If including checksum values to identify duplicate content, merge the `checksum` columns for images and videos (produced from [image and video data preparation/code/01-get-checksum-for-deduplication.ipynb](https://github.com/Wesleyan-Media-Project/image-video-data-preparation/blob/main/code/01-get-checksum-for-deduplication.ipynb)) into `df` on the `filename` column


In [None]:
'''
Google ads content deduplication fields
'''
columns_for_dedup = ['ad_title', 'ad_text', 'google_asr_text', 'aws_ocr_video_text', 'aws_ocr_img_text', 'checksum']


'''
Facebook ads content deduplication fields
'''

columns_for_dedup = ['ad_id', 'page_name', 'disclaimer', 'ad_creative_body', 'ad_creative_link_caption', 
                     'ad_creative_link_title', 'ad_creative_link_description', 
                     'google_asr_text', 'aws_ocr_text_img', 'aws_ocr_text_vid', 'checksum']

In [None]:
'''
Assign group indices (which will be our creative-level unique IDs) to all data points 
based on repetitive values across columns_for_dedup

In other words, duplicated rows will get assigned the same 'ngroups' value
variable 'ngroups' is a vector that records the group index for every row 
'''

ngroups = df.groupby(by = columns_for_dedup, dropna=False, as_index=False).ngroup()

In [None]:
'''
Prefix the group indices and generate unique IDs in text strings denoted as cid_1, cid_2,..., etc.

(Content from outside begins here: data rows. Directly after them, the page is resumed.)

PR #205, opened 2018-02-19
Extract _record_for from populate, use round trip in _apply_Update

ross:
This will ensure that we have exactly the same logic/behavior across the
board when turning records into content and prevent the :-( hack that was in
here before. It was missing the max(min, ttl) bit we throw everything else
through and this makes that consistent. Most importantly it'll prevent us
from having to fix bugs or make improvements in multiple code paths in the
future.

@vanbroup this should prevent what you were seeing in https://github.com/github/octodns/pull/162#issuecomment-366767533 b/c it more consistently deals with TTL in the partial update case. 

That said the only way to hit the problem would have been to have a TTL < 120s, which I guess comes from the "Automatic" option which is turned on with proxied records, but can be selected manually in the UI. octoDNS won't support that and will remove/clamp it to 120s the first time it mucks with any of the values for a record.

### DIFF
--- a/octodns/provider/cloudflare.py
+++ b/octodns/provider/cloudflare.py
@@ -210,6 +210,20 @@ class CloudflareProvider(BaseProvider):
 
         return self._zone_records[zone.name]
 
+    def _record_for(self, zone, name, _type, records, lenient):
+        # rewrite Cloudflare proxied records
+        if self.cdn and records[0]['proxied']:
+            data = self._data_for_cdn(name, _type, records)
+        else:
+            # Cloudflare supports ALIAS semantics with root CNAMEs
+            if _type == 'CNAME' and name == '':
+                _type = 'ALIAS'
+
+            data_for = getattr(self, '_data_for_{}'.format(_type))
+            data = data_for(_type, records)
+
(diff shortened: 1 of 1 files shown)


vanbroup:
I used a slightly different approach by adding support for a TTL of 1 or higher than 120:
https://github.com/github/octodns/pull/206

ross:
> As the TTL=1 is the Cloudflare default for proxied and non-proxied records I think it's key to support it.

Name the variable accordingly (we named it wmp_creative_id)
'''

df.loc[:, 'wmp_creative_id'] = ['cid_' + str(i) for i in ngroups]

## Save ad_id to cid (creative id) mapping files

**ad_id to cid mapping**: ad_ids that share the same cids (creative ids) have duplicate content. 

In [None]:
adid_cid_mapping = pd.DataFrame({'ad_id': df['ad_id'],
             'wmp_creative_id': df['wmp_creative_id']})


In [8]:
'''
Preview ad_id to cid mapping file
'''
adid_cid_mapping.head()

Unnamed: 0,ad_id,wmp_creative_id
0,CR00000257354440376321,cid_3604
1,CR00001130641550737409,cid_26959
2,CR00001435481149538305,cid_44482
3,CR00001915967730876417,cid_63037
4,CR00002202734107295745,cid_50901


In [None]:
OUTFILE_NAME = ''

'''
For example, we named our output data as  

'cid_fb2022.csv'

'cid_google2022.csv'
'''

adid_cid_mapping.to_csv(OUTFILE_NAME, index=False)